* _Problem details_: The required result is every line of the records that includes "automatically".

==== Input data ====

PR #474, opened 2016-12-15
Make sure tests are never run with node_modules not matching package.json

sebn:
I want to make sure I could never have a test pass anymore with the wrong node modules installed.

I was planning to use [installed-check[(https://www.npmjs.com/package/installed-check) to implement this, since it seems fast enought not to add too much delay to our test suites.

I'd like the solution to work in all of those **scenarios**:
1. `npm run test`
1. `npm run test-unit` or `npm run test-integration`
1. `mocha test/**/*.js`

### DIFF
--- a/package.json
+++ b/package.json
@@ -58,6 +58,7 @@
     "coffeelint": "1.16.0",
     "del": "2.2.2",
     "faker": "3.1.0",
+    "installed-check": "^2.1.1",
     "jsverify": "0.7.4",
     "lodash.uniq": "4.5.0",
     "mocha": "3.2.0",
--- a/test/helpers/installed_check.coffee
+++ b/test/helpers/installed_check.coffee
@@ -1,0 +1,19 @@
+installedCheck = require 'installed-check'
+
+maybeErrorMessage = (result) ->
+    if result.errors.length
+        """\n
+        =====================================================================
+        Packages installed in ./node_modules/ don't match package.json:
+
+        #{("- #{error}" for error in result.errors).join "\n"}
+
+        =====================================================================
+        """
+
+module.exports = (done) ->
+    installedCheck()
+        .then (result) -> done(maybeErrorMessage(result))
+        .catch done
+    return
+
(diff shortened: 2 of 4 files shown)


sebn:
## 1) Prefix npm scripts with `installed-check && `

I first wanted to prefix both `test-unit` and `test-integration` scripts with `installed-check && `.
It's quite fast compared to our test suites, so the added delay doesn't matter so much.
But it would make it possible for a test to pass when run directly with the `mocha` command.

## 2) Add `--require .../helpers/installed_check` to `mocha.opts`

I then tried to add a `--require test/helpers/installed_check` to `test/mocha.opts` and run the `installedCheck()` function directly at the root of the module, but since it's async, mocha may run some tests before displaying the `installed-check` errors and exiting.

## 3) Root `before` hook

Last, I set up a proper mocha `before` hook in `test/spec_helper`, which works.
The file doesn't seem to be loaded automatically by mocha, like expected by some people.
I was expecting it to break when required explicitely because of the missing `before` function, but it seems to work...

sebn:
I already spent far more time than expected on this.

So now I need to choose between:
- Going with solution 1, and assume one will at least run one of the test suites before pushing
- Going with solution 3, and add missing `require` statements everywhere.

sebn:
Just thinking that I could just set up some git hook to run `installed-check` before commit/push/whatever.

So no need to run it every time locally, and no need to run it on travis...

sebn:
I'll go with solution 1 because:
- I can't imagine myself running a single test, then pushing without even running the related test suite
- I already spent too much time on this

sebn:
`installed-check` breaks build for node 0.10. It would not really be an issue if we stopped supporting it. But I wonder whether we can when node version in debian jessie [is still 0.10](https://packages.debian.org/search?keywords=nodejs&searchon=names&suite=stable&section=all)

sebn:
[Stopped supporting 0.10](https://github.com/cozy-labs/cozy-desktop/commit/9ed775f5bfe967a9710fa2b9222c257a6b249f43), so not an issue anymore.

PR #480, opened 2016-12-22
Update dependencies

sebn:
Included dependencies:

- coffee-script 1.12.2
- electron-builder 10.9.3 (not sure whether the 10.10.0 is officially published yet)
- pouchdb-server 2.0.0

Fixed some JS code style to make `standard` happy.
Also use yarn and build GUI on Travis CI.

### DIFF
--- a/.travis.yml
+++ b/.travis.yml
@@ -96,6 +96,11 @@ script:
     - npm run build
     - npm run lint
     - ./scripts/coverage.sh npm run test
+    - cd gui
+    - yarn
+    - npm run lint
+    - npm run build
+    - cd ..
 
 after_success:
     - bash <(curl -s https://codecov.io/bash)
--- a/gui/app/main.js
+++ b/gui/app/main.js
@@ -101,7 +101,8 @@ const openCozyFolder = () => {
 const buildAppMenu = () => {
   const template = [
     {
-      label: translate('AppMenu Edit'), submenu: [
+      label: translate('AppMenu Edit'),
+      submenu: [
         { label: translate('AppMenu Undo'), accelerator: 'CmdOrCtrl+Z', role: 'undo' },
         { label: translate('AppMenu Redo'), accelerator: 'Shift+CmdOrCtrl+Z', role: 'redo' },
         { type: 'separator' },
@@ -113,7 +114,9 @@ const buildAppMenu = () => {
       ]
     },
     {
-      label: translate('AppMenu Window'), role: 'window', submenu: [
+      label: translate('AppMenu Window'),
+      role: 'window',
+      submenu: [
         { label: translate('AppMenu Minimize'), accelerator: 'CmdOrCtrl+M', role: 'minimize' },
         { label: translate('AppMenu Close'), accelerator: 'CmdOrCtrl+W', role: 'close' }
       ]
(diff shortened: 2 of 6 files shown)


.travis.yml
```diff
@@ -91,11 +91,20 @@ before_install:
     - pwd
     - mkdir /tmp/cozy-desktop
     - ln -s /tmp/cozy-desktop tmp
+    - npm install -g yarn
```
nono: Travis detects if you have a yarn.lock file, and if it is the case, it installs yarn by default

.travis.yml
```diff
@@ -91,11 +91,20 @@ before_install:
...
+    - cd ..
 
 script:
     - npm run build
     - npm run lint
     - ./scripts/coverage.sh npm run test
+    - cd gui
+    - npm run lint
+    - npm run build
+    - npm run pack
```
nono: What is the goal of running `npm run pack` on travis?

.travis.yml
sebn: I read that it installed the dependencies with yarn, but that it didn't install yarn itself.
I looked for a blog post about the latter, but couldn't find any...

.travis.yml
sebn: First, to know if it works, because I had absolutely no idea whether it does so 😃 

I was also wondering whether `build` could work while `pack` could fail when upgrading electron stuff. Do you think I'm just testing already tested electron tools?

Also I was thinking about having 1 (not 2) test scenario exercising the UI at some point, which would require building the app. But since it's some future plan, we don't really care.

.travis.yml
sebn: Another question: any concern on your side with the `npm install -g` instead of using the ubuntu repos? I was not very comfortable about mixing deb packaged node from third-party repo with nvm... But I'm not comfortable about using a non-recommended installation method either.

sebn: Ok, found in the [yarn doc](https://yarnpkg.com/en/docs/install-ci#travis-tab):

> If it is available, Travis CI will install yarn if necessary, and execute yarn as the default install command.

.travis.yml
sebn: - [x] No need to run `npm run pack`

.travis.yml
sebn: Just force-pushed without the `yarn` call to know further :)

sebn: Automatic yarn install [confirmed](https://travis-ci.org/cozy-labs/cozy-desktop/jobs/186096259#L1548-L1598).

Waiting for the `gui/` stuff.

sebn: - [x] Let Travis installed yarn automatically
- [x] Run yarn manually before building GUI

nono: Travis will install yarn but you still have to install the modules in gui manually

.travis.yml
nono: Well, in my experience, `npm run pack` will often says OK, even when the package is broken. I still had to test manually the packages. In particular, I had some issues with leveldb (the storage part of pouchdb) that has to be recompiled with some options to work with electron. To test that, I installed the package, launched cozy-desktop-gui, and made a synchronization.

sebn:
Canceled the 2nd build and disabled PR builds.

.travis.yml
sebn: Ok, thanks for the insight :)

====
==== Input data ====

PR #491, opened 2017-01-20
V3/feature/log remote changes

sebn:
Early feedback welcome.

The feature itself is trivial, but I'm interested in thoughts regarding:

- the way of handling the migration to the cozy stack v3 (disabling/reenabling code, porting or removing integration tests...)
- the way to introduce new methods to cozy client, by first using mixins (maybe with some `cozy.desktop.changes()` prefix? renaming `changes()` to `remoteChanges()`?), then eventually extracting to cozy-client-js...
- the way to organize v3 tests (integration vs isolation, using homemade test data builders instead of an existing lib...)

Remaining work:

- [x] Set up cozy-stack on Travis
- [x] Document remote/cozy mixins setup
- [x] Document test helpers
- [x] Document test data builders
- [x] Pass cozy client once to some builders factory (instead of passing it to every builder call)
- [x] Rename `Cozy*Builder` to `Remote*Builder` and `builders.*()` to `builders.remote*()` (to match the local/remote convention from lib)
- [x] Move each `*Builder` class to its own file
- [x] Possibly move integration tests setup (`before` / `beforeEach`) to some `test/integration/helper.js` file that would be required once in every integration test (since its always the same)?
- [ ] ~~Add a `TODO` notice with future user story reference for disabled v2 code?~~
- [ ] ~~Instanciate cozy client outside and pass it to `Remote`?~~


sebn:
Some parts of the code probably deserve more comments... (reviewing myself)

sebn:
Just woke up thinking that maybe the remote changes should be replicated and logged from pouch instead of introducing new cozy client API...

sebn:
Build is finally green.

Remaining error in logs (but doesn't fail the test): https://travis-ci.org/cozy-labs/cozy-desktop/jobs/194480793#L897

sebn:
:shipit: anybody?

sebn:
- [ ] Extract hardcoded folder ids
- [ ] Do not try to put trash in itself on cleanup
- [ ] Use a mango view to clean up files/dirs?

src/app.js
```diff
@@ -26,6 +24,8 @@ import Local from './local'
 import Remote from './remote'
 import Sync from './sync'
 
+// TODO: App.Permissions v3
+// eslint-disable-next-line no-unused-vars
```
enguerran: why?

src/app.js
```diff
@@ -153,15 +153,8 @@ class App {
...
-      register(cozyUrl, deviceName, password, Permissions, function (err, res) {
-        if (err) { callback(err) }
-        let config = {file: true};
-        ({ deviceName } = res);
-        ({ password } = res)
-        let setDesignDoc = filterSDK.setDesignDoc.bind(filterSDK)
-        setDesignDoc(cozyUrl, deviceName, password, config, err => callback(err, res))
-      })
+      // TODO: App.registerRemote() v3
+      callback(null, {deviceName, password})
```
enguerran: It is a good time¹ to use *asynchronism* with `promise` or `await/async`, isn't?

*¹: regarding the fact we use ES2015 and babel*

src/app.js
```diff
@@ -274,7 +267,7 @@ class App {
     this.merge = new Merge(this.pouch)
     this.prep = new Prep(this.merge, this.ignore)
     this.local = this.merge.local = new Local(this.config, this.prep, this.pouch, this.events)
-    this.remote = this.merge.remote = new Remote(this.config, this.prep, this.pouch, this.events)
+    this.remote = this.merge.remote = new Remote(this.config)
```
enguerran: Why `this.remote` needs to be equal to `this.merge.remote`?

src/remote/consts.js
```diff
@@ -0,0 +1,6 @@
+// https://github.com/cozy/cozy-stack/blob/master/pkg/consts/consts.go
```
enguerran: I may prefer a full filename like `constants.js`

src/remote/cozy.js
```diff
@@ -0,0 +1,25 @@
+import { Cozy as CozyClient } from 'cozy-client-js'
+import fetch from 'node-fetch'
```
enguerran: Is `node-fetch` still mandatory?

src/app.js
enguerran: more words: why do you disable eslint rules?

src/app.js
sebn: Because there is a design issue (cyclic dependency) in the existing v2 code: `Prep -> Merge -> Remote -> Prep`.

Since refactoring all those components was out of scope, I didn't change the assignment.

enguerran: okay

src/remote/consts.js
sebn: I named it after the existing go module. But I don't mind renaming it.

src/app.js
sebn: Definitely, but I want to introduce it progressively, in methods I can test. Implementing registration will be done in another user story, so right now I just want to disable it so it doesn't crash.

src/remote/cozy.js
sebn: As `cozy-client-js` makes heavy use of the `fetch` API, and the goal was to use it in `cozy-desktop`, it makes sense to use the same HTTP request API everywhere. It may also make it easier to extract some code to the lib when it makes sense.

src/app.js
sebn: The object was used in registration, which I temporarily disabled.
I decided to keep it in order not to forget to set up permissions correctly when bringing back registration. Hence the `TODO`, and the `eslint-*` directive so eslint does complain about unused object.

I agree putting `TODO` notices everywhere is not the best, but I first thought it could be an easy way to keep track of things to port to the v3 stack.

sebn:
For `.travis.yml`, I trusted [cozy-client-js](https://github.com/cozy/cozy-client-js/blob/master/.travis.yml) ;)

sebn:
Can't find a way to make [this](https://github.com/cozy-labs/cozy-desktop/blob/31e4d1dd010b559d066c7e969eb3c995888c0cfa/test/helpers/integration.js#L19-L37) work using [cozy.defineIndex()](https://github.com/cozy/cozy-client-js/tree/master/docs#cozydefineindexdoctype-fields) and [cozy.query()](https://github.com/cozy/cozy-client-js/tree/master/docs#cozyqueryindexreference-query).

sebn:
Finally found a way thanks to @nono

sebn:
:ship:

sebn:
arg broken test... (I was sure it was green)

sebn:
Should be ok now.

====

* _Exercise answer_:
The file doesn't seem to be loaded automatically by mocha, like expected by some people.
sebn: - [x] Let Travis installed yarn automatically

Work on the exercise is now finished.